第352章 吴淞口谍影,致命的“听诊器”

看他的军衔,是一名少尉,军服袖口上用红线别着闪电图案的徽章,显然是特高课刚刚接收这批测向车的电讯技术人员。

郑耀先用尾指轻轻敲了敲赵简之的肩膀,在黑暗中做了个“警戒”和“退后”的手势。

他自己则如同一只在黑夜中无声掠行的水蛇,顺着泥泞的泥坑,悄无声息地朝着那名军官的背后挪动过去。漫天的暴雨和呼啸的风声成了他最完美的掩护,他每一次落步都精准地避开了水洼中的树枝与石块,在泥水中没有激起半点涟漪。

那名日军军官正吹着口哨在树干旁解手,突然,他那职业特工的直觉让他感到身后的空气中似乎传来了一股极其细微的肥皂清香,夹杂着一丝让他浑身汗毛倒竖的冰冷死气。

他大惊失色,刚想转头掏出配枪。

然而,一只犹如铁铸般长满老茧的大手,已经闪电般从后伸出,以极其凶狠的力道死死地捂住了他的口鼻,将他所有的惊呼和呼救硬生生憋回了喉咙里。

与此同时,郑耀先欺身而上,坚硬的右膝盖重重地顶在军官的后腰椎骨上,左臂卡住其喉管,借着全身前冲的惯性,猛地往后一拽。

咔嚓。

一声极其清脆的颈椎折断声在雷声的掩盖下响起。军官的身体在一瞬间失去了支撑力,宛如一滩面糊般软了下去。但郑耀先并没有松手,而是顺势将他的头狠命按进了旁边深及脚踝的烂泥坑里,利用腥臭的淤泥死死闷住其口鼻,整整按了两分钟,直到对方的四肢在剧烈抽搐后彻底停止了挣扎。

确定对方死透后,郑耀先冷静地推开尸体,顺势蹲在地上,极其熟练地拉开日军少尉防雨大衣的拉链,开始搜身。

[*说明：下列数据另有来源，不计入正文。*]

PR #192, opened 2023-04-26
ci: don't run checks on both `push`/`pull_request`

deepyaman:
## Description

If you see a PR like #189, you'll see jobs are being run on `push` and `pull_request` (instead of either-or).

image

Furthermore, the path filtering is a bit too aggressive, in that it won't consider changes to files like `.pre-commit-config.yaml`, etc. It may be a bit too conservative now, in that a change to `kedro-airflow.yaml` will trigger all the checks, but:

1. changing CI workflows is comparatively rare
2. ignoring folders is easier than including the plugin folder + an exhaustive list of files

Maybe we can just add the CI workflow definitions to `paths-ignore` as well. 

## Checklist

### DIFF
--- a/.github/workflows/kedro-airflow.yml
+++ b/.github/workflows/kedro-airflow.yml
@@ -1,13 +1,20 @@
-name: Run checks on kedro-airflow
+name: Run checks on Kedro-Airflow
 
 on:
   push:
-    paths:
-      - "kedro-airflow/**"
+    branches:
+      - main
+    paths-ignore:
+      - "kedro-docker/**"
+      - "kedro-datasets/**"
+      - "kedro-telemetry/**"
   pull_request:
-    paths:
-      - "kedro-airflow/**"
-    types: [ synchronize ]
+    branches:
+      - main
+    paths-ignore:
+      - "kedro-docker/**"
+      - "kedro-datasets/**"
+      - "kedro-telemetry/**"
 
 jobs:
   airflow-test:
--- a/.github/workflows/kedro-datasets.yml
+++ b/.github/workflows/kedro-datasets.yml
@@ -1,13 +1,20 @@
-name: Run checks on kedro-datasets
+name: Run checks on Kedro-Datasets
 
 on:
   push:
-    paths:
-      - "kedro-datasets/**"
+    branches:
+      - main
+    paths-ignore:
+      - "kedro-airflow/**"
+      - "kedro-docker/**"
+      - "kedro-telemetry/**"
   pull_request:
-    paths:
-      - "kedro-datasets/**"
-    types: [ synchronize ]
+    branches:
+      - main
+    paths-ignore:
+      - "kedro-airflow/**"
+      - "kedro-docker/**"
+      - "kedro-telemetry/**"
 
 jobs:
   datasets-test:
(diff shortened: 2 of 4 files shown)


merelcht (commented):
I noticed the duplicate CI runs! Thanks for changing it. 

I don't really understand why this change made it not run for both `push` and `pull_request` though 😅  Is it because you added the branch filter? 
I'm also wondering what did `types: [ synchronize ]` do before?

deepyaman:
> I noticed the duplicate CI runs! Thanks for changing it.
> 
> I don't really understand why this change made it not run for both `push` and `pull_request` though 😅 Is it because you added the branch filter?

You want to run on both merge to `main` and pull requests against `main`.

> I'm also wondering what did `types: [ synchronize ]` do before?

There's a better description of `pull_request` types on https://frontside.com/blog/2020-05-26-github-actions-pull_request/ than on the actual docs. :) In short, it adds a trigger when commits are pushed to the branch. However, by default, it triggers on `pull_request` on `opened`, `repopened`, or `synchronize`, so this is more limiting (you'll need to explicitly trigger if not running on `push` and not opening a PR. In short, the changes make it so that it will only trigger CI on open PRs.

merelcht (approved):
Thanks @deepyaman ⭐

SajidAlamQB:
> > I noticed the duplicate CI runs! Thanks for changing it.
> > I don't really understand why this change made it not run for both `push` and `pull_request` though 😅 Is it because you added the branch filter?
> 
> You want to run on both merge to `main` and pull requests against `main`.
> 
> > I'm also wondering what did `types: [ synchronize ]` do before?
> 
> There's a better description of `pull_request` types on https://frontside.com/blog/2020-05-26-github-actions-pull_request/ than on the actual docs. :) In short, it adds a trigger when commits are pushed to the branch. However, by default, it triggers on `pull_request` on `opened`, `repopened`, or `synchronize`, so this is more limiting (you'll need to explicitly trigger if not running on `push` and not opening a PR. In short, the changes make it so that it will only trigger CI on open PRs.

Without `synchronize` would that not mean it won't run CI when you update the `branch` PR with changes on `main`?

deepyaman:
> > > I noticed the duplicate CI runs! Thanks for changing it.
> > > I don't really understand why this change made it not run for both `push` and `pull_request` though 😅 Is it because you added the branch filter?
> > 
> > 
> > You want to run on both merge to `main` and pull requests against `main`.
> > > I'm also wondering what did `types: [ synchronize ]` do before?
> > 
> > 
> > There's a better description of `pull_request` types on https://frontside.com/blog/2020-05-26-github-actions-pull_request/ than on the actual docs. :) In short, it adds a trigger when commits are pushed to the branch. However, by default, it triggers on `pull_request` on `opened`, `repopened`, or `synchronize`, so this is more limiting (you'll need to explicitly trigger if not running on `push` and not opening a PR. In short, the changes make it so that it will only trigger CI on open PRs.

他从军官的怀里摸出了一个用厚油纸包裹得严严实实的防潮皮包。撕开油纸,里面赫然躺着一本厚厚的日文小册子,封面上写着《新型特高频定向系统操作与测试守则(上海地区)》,而在册子的最后一页,还夹着一张手画的测试路线图,详细标注了明天三辆测向车在法租界和公共租界边缘的巡逻路径和调试时间。

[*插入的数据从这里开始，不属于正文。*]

Issue #176, opened 2023-04-18
Migrate the release workflow from CircleCI to GitHub Actions


ankatiyar:
## Description
Following https://github.com/kedro-org/kedro/issues/2153, which would conclude with moving all the checks (unit tests, e2e tests, lint and windows unit tests) for the plugins to Github Actions, we also need to migrate the release workflow.

PR #203, opened 2023-05-11
ci: Migrate the release workflow from CircleCI to GitHub Actions

SajidAlamQB:
## Description

Related to: https://github.com/kedro-org/kedro-plugins/issues/176

Following https://github.com/kedro-org/kedro/issues/2153, we also need to migrate the release workflow to GA.

## Development notes

Tested on forked repo of kedro-plugins, you can find the example release workflow running [here](https://github.com/SajidAlamQB/kedro-plugins/actions/runs/4946962369/jobs/8845705942).

To fully work this, I will need the kedro-orgs pypi API key and GitHub access token and add them to the `kedro-plugins` repo secrets.

[17-05-23]
Here is the latest workflow running on my [fork](https://github.com/SajidAlamQB/kedro-plugins/actions/runs/5002681364/jobs/8963219574)

## Checklist


ankatiyar:
This looks good! We should add a step for running the unit tests, linters and e2e tests before publishing a release. To that end, it might be worth dividing the workflow into separate jobs like -
```yaml
jobs:
  check-version: 
  (Checks if the version was updated and the new version exists on PyPi, set package_name)
  test: 
    needs: check-version
  (Reuse the `check-plugin.yml` workflow to run tests)
  build: 
    needs: check-version
  (Build only for one version of python?)
  release:
    needs: [test, build]
    steps:
      - name: GitHub release
      - name: PyPi release
```
`check-plugin.yml` currently runs all the tests on all versions of python but we can modify that in a separate PR to accept which python versions to run tests on just like it accepts plugin name from the "caller" workflow so we don't have to run all the tests 4 times.

.github/workflows/check-release.yml
```diff
@@ -0,0 +1,80 @@
...
+            new_release=true
+            break
+          else
+            echo "Skipped: $package_name $package_version already exists on PyPI"
+          fi
+        done
+        echo "new_release=$new_release" >> "$GITHUB_ENV"
+        echo "dist_path=$dist_path" >> "$GITHUB_ENV"
+        echo "package_name=$package_name" >> "$GITHUB_ENV"
+        echo "package_version=$package_version" >> "$GITHUB_ENV"
```
noklam, line 53: You can use Python for scripting without writing Bash.

https://github.com/noklam/github_action/blob/main/.github/workflows/ci.yaml

noklam: Ideally, I don't expect the release logic only exist in the CI file, it should be a simple call. We should be able to run it locally similarly with `make xxxx`.

SajidAlamQB: > One more comment: I think we need to run the test before we publish.
> 
> If all plugins are going to be released. Will they all be published as 1 workflow or 4 separate one? I think it's better to have separate jobs because each of them will have their own testing requirements.
> 
> 1. Check version - see if need to release
> 2. Each plugin gets a separate job for the release (some could fail, some could pass)

This is something I was wondering about, currently, if we were to release several plugins in one PR the script won't work properly as it's designed to only accept 1 plugin release. But would there be a scenario where we would have multiple releases in one PR?

SajidAlamQB: > Ideally, I don't expect the release logic only exist in the CI file, it should be a simple call. We should be able to run it locally similarly with `make xxxx`.

I am open to this idea, just to clarify maybe we keep the `Check versions and Build-Publish` logic in a python file similar to `tools/circleci/circleci_release.py`?

noklam: I think it's not likely we release everything in a PR. But it's good to avoid coupling tightly, we can have a release job that accept plugin as an argument. Then the job will be simply looping through the plugin and decide if it needs to trigger a release job. The same plugin argument  will also be passed to the check plugin job to trigger tests.

ankatiyar: One way I think this can be done is to have a workflow with 4 jobs each for different plugin that checks if the release should be done eg - `main-updated.yml`
```yaml
name: Main updated

on:
  push:
    branches:
      - main

jobs:
  maybe-trigger-release-docker: 
    steps:
       - name: check if docker needs to be released (__init__.py file updated & new version doesn't exist on PyPi)
       - name: if previous step true, call reusable release workflow
         uses: .github/workflows/release.yml
         with: 
           plugin: docker

  maybe-trigger-release-datasets: 
    steps:
       - name: check if datasets needs to be released (__init__.py file updated & new version doesn't exist on PyPi)
       - name: if previous step true, call reusable release workflow
         uses: .github/workflows/release.yml
         with: 
           plugin: datasets

(same for airflow and telemetry)
``` 
And then have a reusable workflow `release.yml` which accepts plugin name and does the following jobs -
```yaml
on:
  workflow_call:
    inputs:
      plugin:
        type: string

jobs:
  build: 
  test: (call check-plugin.yml with plugin)
  release: 
    needs: [build, test]
```

.github/workflows/check-release.yml
```diff
@@ -0,0 +1,81 @@
+name: Check Versions and Build-Publish
```
ankatiyar, line 1: Nitpicking but for consistency the name could be sentence case since all the other workflows' names are.

tools/github_actions/github_actions_release.py
```diff
@@ -0,0 +1,50 @@
...
+if __name__ == "__main__":
+    """Check if a package needs to be released"""
+    base_path = Path()
+    for package_path in PACKAGE_PATHS:
+        package_name, _ = package_path.split("/")
+        package_version = get_package_version(base_path, package_path)
+        pypi_endpoint = f"https://pypi.org/pypi/{package_name}/{package_version}/json/"
+        env_file = os.getenv('GITHUB_ENV')
+
+        print(package_name, package_version)
```
ankatiyar, line 43: This isn't needed I think.

noklam (approved):
It looks ready to me! One last minor comment is usually we set ENV variable with CAPITAL letter,i.e. `GITHUB_ENV`.

.github/workflows/check-release.yml
```diff
@@ -0,0 +1,81 @@
...
+
+jobs:
+  check-version:
+    runs-on: ubuntu-latest
+    steps:
+    - uses: actions/checkout@v3
+    - name: Set up Python
+      uses: actions/setup-python@v3
+      with:
+        python-version: 3.8
```
merelcht, line 16: Can we also use a newer python version? I'd go for the most recent Kedro supports (so 3.10) if possible.

tools/github_actions/github_actions_release.py
```diff
@@ -0,0 +1,49 @@
...
+    init_file_path = Path(base_path) / package_path / "__init__.py"
+    match_obj = re.search(VERSION_MATCHSTR, Path(init_file_path).read_text())
+    return match_obj.group(1)
+
+
+def check_no_version_pypi(pypi_endpoint, package_name, package_version):
+    print(f"Check if {package_name} {package_version} is on pypi")
+    response = requests.get(pypi_endpoint, timeout=10)
+    if response.status_code == 404:
+        # Not exist on Pypi - do release
```
merelcht, line 26:
```suggestion
        # Version doesn't exist on Pypi - do release
```

merelcht (commented):
Two small comments from my side, but overall this looks good 👍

“六哥,得手了!”赵简之弓着腰,像一只野狗般警惕地打量着四周,见郑耀先得手,急忙凑过来低声说道。

“撤。鬼子的巡逻队每十五分钟在这里折返一次,还有两分钟他们就该回来了。”

郑耀先将册子和皮包塞进自己防水夜行衣的内袋里,用脚尖拨弄着旁边的泥沙,将日军军官的尸体彻底推入水洼最深处,用烂泥和枯草草草覆盖,做出一副失足滑落的假象。

两人借着江滩上堆积的乱石和报废的木船,宛如两道无声的黑色幽灵,迅速退出了这片被探照灯笼罩的死亡禁区。

半个小时后,江西路一处不起眼的地下诊所密室内。

郑耀先脱下沾满黑泥和腥味的夜行衣,用毛巾胡乱地擦了擦脸上的雨水。他戴回了那副金丝眼镜,神色冷峻地坐在桌前,就着昏暗的台灯,仔细翻阅着那本带血的日文守则。他的手指在册子的电路图上缓缓划过,脸色在灯光下明暗不定。

“六哥,这图纸管用吗?咱们要不要把兄弟们手里的发报机都给砸了,换成信鸽或者交通员?”赵简之在一旁急得抓耳挠腮,右肩的旧伤隐隐作痛。

“砸了电台,戴老板在重庆就成了瞎子,咱们也就失去了存在的价值。”郑耀先冷哼一声,将册子重重地合上,金丝眼镜后的眼睛里闪烁着凝重至极的杀意。

“简之,立刻通知上海区所有潜伏小组和外围联络点,从现在开始,执行最高级别的无线电静默。除我亲自签字的‘黑桃六’密令之外,任何人、任何电台,绝不允许开机发报。通知老陆那边,红党的电台也必须马上停机。”

郑耀先站起身,走到窗前,拉开窗帘的一角,看着窗外在大雨中依然闪烁着霓虹灯光的上海租界,神色无比决绝。

“李士群在找我的痛脚,这三辆测向车就是他的底气。如果不把这三个‘听诊器’彻底炸碎,我们在这座孤岛里,将永无立足之地。”

大雨依然无休无止地下着,而属于这片孤岛的无线电绞杀战,已经悄无声息地拉开了血腥的帷幕。